[[ Stored data open ]]
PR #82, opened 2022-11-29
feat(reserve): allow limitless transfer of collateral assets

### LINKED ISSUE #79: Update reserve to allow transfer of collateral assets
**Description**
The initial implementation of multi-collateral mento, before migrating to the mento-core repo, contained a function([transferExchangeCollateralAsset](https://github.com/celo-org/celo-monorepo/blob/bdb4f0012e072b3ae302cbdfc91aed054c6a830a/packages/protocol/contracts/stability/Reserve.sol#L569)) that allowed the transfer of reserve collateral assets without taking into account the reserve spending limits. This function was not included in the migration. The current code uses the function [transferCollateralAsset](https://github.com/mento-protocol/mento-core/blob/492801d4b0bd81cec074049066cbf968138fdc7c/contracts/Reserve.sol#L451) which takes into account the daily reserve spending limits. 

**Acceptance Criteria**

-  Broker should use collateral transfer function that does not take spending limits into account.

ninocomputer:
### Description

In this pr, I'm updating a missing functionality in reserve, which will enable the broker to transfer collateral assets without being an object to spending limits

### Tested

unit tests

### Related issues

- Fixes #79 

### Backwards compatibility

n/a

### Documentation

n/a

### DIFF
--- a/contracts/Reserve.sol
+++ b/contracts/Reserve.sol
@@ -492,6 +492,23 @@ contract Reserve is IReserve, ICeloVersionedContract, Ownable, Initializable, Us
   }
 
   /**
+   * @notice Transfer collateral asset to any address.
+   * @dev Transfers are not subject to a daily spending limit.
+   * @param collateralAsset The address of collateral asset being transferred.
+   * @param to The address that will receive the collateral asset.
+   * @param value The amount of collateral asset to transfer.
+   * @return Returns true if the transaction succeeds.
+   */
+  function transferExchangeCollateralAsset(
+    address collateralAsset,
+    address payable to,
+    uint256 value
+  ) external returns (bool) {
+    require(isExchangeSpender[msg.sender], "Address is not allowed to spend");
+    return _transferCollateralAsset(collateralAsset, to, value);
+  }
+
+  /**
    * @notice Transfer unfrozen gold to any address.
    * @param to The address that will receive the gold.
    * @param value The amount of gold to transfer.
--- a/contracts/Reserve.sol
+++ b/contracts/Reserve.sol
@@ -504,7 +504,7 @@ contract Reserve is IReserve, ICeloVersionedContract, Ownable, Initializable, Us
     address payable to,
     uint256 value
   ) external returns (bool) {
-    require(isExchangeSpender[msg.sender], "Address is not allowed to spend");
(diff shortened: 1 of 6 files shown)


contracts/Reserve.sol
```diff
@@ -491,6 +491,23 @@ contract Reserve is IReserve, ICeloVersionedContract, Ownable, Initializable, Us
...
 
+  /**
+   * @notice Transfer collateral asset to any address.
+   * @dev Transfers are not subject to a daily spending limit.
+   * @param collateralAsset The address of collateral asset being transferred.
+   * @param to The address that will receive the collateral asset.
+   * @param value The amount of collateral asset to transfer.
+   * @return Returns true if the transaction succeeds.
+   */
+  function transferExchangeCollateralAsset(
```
[[ Stored data closed ]]
» Task to carry out:
Return each entry without altering a single word.

» Task output:
PR #82, opened 2022-11-29
feat(reserve): allow limitless transfer of collateral assets

### LINKED ISSUE #79: Update reserve to allow transfer of collateral assets
**Description**
The initial implementation of multi-collateral mento, before migrating to the mento-core repo, contained a function([transferExchangeCollateralAsset](https://github.com/celo-org/celo-monorepo/blob/bdb4f0012e072b3ae302cbdfc91aed054c6a830a/packages/protocol/contracts/stability/Reserve.sol#L569)) that allowed the transfer of reserve collateral assets without taking into account the reserve spending limits. This function was not included in the migration. The current code uses the function [transferCollateralAsset](https://github.com/mento-protocol/mento-core/blob/492801d4b0bd81cec074049066cbf968138fdc7c/contracts/Reserve.sol#L451) which takes into account the daily reserve spending limits. 

**Acceptance Criteria**

-  Broker should use collateral transfer function that does not take spending limits into account.

ninocomputer:
### Description

In this pr, I'm updating a missing functionality in reserve, which will enable the broker to transfer collateral assets without being an object to spending limits

### Tested

unit tests

### Related issues

- Fixes #79 

### Backwards compatibility

n/a

### Documentation

n/a

### DIFF
--- a/contracts/Reserve.sol
+++ b/contracts/Reserve.sol
@@ -492,6 +492,23 @@ contract Reserve is IReserve, ICeloVersionedContract, Ownable, Initializable, Us
   }
 
   /**
+   * @notice Transfer collateral asset to any address.
+   * @dev Transfers are not subject to a daily spending limit.
+   * @param collateralAsset The address of collateral asset being transferred.
+   * @param to The address that will receive the collateral asset.
+   * @param value The amount of collateral asset to transfer.
+   * @return Returns true if the transaction succeeds.
+   */
+  function transferExchangeCollateralAsset(
+    address collateralAsset,
+    address payable to,
+    uint256 value
+  ) external returns (bool) {
+    require(isExchangeSpender[msg.sender], "Address is not allowed to spend");
+    return _transferCollateralAsset(collateralAsset, to, value);
+  }
+
+  /**
    * @notice Transfer unfrozen gold to any address.
    * @param to The address that will receive the gold.
    * @param value The amount of gold to transfer.
--- a/contracts/Reserve.sol
+++ b/contracts/Reserve.sol
@@ -504,7 +504,7 @@ contract Reserve is IReserve, ICeloVersionedContract, Ownable, Initializable, Us
     address payable to,
     uint256 value
   ) external returns (bool) {
-    require(isExchangeSpender[msg.sender], "Address is not allowed to spend");
(diff shortened: 1 of 6 files shown)


contracts/Reserve.sol
```diff
@@ -491,6 +491,23 @@ contract Reserve is IReserve, ICeloVersionedContract, Ownable, Initializable, Us
...
 
+  /**
+   * @notice Transfer collateral asset to any address.
+   * @dev Transfers are not subject to a daily spending limit.
+   * @param collateralAsset The address of collateral asset being transferred.
+   * @param to The address that will receive the collateral asset.
+   * @param value The amount of collateral asset to transfer.
+   * @return Returns true if the transaction succeeds.
+   */
+  function transferExchangeCollateralAsset(
```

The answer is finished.